*Task goal*. Find every line in the records below that holds the word "pytest" and copy it.

*Data for review*.
┄┄┄┄┄┄
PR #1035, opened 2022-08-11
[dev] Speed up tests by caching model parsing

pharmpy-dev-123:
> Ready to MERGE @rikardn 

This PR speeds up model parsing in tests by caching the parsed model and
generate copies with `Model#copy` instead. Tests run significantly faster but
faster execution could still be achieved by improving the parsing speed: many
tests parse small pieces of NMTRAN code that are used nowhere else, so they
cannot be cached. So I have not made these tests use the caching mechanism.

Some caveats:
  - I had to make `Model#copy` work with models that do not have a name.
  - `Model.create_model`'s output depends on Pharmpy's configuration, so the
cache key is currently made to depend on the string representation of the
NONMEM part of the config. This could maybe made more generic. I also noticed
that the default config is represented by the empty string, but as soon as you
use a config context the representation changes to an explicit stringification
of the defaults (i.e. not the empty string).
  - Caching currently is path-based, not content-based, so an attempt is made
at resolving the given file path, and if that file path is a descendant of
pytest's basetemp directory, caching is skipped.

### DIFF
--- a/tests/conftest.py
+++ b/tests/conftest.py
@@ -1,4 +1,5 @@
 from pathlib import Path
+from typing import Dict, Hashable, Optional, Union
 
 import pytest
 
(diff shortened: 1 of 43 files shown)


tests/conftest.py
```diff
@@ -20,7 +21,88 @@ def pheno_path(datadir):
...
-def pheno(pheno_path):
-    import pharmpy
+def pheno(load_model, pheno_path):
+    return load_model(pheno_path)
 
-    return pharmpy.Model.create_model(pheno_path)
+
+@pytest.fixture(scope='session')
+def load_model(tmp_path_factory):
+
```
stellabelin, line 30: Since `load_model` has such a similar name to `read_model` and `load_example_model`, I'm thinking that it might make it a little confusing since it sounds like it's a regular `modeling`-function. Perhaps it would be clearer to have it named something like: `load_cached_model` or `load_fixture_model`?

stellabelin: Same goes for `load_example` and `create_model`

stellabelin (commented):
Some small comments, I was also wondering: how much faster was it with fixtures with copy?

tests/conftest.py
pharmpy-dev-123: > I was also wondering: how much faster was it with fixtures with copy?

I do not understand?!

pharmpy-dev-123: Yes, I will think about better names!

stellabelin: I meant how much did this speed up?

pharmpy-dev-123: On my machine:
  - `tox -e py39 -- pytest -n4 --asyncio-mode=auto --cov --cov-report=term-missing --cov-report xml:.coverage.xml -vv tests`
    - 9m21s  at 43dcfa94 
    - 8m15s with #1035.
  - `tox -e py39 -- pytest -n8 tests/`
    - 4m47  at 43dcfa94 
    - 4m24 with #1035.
┄┄┄┄┄┄
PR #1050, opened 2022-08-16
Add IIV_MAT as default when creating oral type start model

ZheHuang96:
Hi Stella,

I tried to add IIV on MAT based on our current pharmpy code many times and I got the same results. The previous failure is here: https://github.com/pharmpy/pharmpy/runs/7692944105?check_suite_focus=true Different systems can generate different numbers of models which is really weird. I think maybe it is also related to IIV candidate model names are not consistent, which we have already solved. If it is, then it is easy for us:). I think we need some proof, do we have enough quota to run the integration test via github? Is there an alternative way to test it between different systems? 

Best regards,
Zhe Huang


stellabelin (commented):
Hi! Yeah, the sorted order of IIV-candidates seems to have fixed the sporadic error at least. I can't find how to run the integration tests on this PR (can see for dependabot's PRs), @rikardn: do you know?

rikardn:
┄┄┄┄┄┄
*Your solution*.
pytest's basetemp directory, caching is skipped.
 import pytest
+@pytest.fixture(scope='session')
  - `tox -e py39 -- pytest -n4 --asyncio-mode=auto --cov --cov-report=term-missing --cov-report xml:.coverage.xml -vv tests`
  - `tox -e py39 -- pytest -n8 tests/`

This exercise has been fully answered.